• [Work task]:
Determine how many lines in the entries below contain "noticed", and output only that number.

• [Source material]:
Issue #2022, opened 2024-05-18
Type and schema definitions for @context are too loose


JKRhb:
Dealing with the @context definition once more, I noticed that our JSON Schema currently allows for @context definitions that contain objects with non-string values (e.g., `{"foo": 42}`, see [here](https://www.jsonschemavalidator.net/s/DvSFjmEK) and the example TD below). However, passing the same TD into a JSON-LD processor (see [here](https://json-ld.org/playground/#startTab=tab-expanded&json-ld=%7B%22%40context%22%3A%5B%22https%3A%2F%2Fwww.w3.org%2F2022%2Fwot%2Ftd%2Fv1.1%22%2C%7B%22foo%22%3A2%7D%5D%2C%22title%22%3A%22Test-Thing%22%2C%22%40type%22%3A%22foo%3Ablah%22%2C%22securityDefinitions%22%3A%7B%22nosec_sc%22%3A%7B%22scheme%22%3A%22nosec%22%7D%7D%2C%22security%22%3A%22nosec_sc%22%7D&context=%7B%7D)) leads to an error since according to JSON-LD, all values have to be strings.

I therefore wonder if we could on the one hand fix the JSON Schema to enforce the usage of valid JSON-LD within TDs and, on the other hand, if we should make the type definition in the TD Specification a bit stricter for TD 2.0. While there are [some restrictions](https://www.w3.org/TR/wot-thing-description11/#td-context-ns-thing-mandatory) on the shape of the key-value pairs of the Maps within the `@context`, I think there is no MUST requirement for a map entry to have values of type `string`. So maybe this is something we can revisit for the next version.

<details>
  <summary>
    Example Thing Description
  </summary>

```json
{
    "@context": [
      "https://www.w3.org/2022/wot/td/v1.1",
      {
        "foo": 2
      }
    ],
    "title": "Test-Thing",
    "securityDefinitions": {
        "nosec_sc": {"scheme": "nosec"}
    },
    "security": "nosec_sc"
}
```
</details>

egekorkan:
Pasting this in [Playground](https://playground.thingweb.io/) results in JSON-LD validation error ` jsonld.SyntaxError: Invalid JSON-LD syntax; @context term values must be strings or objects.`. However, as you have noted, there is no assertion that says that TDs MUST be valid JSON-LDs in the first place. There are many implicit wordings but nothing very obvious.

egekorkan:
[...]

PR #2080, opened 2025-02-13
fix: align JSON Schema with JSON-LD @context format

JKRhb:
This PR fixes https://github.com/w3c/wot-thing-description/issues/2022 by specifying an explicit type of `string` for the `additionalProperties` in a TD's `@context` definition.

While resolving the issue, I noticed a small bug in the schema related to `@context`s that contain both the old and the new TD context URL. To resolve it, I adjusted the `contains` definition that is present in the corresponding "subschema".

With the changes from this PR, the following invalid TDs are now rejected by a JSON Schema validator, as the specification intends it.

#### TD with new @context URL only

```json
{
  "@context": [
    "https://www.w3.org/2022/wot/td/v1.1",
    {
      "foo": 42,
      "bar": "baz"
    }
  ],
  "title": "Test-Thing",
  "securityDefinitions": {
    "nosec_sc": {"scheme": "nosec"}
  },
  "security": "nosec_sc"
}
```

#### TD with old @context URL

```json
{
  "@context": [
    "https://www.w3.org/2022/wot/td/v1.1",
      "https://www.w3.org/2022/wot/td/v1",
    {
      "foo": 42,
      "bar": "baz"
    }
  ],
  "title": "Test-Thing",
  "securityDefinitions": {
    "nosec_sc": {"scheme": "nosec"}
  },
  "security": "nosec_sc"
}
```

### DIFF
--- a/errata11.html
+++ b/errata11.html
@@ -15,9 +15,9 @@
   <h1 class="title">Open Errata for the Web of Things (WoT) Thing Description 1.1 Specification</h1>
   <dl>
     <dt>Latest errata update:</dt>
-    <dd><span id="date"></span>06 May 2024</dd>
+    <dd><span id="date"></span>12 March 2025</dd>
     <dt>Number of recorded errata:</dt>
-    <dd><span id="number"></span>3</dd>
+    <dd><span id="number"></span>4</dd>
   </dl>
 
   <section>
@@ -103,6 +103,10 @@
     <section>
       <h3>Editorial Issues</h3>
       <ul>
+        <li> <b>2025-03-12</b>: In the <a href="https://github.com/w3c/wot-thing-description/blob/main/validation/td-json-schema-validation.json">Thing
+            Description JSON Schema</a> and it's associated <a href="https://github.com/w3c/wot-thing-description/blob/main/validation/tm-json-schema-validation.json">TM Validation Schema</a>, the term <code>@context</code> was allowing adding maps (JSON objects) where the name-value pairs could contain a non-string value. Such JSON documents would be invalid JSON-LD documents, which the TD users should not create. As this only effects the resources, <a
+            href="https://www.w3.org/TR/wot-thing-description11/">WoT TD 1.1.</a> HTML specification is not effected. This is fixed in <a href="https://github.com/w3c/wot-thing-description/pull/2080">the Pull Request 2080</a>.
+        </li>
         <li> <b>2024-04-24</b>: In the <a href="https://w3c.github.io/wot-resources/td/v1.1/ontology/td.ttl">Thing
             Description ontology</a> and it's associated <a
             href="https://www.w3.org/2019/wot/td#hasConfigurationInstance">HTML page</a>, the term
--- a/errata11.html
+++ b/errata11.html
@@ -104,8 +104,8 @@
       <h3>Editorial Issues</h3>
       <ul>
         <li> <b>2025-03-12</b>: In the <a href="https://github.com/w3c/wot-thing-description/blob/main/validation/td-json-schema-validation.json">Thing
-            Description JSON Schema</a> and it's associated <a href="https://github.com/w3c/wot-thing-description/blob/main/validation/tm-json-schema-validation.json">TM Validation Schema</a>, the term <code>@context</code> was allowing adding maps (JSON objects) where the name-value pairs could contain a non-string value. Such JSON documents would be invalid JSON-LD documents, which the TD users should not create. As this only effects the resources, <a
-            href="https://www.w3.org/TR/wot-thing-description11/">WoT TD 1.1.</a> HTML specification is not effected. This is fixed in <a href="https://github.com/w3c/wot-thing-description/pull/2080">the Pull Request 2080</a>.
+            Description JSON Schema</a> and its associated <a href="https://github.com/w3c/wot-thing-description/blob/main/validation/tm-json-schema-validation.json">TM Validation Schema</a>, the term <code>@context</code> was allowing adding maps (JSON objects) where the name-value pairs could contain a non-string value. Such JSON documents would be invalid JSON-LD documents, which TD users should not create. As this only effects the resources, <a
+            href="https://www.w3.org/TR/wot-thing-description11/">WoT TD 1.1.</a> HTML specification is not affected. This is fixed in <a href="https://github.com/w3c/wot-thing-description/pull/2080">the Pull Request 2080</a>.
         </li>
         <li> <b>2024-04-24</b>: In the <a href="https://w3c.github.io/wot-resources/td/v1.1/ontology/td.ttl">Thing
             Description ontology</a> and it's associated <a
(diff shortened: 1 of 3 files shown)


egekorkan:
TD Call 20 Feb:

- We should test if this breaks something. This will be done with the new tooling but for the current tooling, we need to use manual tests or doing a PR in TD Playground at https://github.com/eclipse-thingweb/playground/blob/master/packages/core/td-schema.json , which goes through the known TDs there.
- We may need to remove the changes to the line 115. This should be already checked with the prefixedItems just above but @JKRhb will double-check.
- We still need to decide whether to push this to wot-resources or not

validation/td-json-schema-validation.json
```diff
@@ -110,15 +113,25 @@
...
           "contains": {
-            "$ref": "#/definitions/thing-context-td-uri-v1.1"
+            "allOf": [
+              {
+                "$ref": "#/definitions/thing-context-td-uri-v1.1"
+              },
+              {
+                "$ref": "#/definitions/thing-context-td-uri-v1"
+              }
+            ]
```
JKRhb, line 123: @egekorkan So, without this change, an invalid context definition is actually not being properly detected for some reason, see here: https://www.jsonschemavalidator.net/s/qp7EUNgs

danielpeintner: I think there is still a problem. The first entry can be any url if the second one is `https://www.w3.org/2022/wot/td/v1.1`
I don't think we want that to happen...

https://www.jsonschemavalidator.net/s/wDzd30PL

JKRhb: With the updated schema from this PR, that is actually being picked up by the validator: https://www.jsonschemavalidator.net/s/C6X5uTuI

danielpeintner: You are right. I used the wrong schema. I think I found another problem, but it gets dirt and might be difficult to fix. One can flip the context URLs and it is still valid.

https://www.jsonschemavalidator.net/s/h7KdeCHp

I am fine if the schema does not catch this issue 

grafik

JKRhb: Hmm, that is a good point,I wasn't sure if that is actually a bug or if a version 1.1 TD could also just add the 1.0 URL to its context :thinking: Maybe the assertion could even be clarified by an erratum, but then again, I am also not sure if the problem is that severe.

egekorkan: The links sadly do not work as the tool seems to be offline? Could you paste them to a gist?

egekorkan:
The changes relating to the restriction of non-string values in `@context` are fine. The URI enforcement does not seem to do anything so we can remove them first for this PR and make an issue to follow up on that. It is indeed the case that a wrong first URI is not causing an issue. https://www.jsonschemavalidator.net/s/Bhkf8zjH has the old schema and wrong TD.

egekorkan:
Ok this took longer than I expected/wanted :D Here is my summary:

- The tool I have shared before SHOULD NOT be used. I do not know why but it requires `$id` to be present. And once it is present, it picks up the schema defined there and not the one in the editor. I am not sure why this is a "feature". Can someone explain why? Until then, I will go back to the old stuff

---

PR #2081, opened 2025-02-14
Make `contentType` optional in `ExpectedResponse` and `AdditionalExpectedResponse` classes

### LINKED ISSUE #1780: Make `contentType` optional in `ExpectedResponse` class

• [Solution to this problem]:
2